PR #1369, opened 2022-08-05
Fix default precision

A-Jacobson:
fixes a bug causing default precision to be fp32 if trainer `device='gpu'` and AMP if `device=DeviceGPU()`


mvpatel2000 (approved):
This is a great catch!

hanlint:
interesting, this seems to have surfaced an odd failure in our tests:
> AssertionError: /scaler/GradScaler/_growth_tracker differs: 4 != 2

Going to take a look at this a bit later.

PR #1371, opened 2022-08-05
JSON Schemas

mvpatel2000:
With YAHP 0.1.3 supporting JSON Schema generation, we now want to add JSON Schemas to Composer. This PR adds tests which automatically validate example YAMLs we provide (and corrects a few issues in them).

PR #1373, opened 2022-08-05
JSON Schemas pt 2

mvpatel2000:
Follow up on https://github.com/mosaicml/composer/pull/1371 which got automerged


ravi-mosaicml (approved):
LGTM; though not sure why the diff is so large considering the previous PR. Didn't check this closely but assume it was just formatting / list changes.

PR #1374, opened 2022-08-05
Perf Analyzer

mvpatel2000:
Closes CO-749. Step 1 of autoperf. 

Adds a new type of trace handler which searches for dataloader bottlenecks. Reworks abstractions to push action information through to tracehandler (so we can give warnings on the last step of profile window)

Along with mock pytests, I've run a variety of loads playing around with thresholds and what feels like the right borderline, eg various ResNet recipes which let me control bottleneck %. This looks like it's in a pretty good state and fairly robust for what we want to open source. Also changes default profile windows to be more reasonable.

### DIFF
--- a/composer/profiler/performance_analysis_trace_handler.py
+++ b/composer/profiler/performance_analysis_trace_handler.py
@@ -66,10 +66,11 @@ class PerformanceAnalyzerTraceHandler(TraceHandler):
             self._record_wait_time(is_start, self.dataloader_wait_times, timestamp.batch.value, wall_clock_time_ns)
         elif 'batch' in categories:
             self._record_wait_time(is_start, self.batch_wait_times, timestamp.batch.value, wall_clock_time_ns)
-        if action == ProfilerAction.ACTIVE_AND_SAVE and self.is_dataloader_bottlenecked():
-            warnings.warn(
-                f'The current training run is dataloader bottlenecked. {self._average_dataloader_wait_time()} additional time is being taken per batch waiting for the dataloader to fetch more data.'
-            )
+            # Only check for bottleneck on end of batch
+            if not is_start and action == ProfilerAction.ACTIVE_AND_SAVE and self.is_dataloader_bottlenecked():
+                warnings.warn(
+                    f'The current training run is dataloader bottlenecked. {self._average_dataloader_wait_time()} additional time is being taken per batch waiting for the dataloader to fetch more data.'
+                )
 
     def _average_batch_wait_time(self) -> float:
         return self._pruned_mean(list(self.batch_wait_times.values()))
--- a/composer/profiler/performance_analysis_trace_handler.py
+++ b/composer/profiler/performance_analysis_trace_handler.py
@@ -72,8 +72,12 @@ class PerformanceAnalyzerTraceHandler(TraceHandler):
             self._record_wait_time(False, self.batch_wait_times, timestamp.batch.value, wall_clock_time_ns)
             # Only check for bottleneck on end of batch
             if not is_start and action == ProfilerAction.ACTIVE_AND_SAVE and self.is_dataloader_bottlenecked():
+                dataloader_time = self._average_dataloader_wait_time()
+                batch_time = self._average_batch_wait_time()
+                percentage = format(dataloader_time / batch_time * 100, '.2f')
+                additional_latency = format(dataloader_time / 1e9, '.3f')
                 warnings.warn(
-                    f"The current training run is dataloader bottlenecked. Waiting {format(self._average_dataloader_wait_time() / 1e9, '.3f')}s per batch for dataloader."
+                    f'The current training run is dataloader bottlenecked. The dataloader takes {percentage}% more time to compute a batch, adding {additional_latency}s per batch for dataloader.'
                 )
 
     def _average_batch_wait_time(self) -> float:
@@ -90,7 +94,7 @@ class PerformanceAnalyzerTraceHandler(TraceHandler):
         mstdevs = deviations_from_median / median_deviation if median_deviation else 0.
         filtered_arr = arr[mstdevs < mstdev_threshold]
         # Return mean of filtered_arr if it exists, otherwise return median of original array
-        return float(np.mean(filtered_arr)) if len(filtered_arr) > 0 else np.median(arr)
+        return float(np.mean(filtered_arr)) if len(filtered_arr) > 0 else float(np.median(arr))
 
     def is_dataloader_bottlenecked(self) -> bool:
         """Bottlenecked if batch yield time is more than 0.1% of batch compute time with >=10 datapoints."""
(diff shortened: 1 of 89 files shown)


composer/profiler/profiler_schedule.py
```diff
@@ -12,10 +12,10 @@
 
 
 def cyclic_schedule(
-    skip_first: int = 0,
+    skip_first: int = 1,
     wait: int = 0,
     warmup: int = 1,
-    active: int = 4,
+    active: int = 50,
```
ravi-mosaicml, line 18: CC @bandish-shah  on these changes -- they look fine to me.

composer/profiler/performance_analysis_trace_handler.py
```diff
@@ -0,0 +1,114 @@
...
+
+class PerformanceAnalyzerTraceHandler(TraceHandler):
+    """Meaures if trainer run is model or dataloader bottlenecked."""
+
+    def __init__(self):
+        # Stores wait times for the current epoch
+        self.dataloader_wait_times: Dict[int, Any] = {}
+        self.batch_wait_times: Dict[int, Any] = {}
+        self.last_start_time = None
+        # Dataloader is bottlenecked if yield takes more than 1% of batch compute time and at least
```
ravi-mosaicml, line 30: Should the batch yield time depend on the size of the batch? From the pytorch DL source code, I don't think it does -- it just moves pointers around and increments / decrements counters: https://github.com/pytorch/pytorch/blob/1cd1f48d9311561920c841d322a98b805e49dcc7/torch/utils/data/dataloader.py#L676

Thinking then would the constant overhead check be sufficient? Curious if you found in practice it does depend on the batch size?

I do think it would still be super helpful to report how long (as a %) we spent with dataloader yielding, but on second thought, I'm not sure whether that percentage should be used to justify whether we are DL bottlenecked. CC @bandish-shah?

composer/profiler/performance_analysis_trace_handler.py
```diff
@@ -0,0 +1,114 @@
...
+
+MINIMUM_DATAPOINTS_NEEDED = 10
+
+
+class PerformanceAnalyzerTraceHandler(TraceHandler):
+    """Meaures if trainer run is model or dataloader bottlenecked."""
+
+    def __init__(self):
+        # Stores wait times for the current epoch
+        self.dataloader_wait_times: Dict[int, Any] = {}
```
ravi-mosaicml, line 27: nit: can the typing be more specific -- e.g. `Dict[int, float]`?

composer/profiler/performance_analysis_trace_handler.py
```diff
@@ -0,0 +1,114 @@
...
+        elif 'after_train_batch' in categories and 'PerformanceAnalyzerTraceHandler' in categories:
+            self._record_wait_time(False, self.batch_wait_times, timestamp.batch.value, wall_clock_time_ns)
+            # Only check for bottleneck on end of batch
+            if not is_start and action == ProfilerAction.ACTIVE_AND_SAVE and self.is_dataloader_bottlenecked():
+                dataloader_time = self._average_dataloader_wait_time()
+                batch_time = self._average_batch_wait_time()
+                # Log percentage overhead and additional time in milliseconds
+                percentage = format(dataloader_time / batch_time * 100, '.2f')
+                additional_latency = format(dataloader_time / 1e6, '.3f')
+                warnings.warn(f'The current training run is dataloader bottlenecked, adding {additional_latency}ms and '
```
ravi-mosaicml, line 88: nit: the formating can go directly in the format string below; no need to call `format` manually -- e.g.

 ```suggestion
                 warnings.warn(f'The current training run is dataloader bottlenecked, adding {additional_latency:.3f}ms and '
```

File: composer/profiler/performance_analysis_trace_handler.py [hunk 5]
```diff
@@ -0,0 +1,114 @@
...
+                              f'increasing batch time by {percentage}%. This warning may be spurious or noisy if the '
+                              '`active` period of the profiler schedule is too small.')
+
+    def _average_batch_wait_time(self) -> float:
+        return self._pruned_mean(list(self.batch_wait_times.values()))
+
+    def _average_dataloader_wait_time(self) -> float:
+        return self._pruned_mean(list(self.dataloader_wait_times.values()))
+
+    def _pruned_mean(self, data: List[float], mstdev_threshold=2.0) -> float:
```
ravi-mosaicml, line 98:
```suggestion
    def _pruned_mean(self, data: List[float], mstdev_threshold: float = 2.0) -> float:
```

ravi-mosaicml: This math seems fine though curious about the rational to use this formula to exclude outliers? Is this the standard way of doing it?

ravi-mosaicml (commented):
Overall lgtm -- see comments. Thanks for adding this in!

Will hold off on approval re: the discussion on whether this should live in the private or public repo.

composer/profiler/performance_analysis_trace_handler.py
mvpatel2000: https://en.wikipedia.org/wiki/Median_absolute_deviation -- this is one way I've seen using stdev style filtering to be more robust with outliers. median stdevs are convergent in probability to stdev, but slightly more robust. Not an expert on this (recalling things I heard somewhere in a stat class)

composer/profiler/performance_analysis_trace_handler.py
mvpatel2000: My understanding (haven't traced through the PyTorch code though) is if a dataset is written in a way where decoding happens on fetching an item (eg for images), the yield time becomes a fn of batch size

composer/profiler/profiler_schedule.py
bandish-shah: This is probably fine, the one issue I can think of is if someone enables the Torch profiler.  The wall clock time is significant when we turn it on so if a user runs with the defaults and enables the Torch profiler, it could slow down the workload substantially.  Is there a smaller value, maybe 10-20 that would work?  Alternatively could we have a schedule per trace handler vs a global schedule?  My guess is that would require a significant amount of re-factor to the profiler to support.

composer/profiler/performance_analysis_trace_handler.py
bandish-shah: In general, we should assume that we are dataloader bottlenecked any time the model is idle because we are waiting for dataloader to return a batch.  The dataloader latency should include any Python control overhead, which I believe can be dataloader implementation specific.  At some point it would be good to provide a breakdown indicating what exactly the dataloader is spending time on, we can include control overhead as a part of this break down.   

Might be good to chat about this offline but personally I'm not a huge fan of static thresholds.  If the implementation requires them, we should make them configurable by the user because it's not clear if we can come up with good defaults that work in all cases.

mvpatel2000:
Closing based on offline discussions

**********

Task to carry out:
Filter the records above for "values" and copy every matching line.

Written answer:
         return self._pruned_mean(list(self.batch_wait_times.values()))
+        return self._pruned_mean(list(self.batch_wait_times.values()))
+        return self._pruned_mean(list(self.dataloader_wait_times.values()))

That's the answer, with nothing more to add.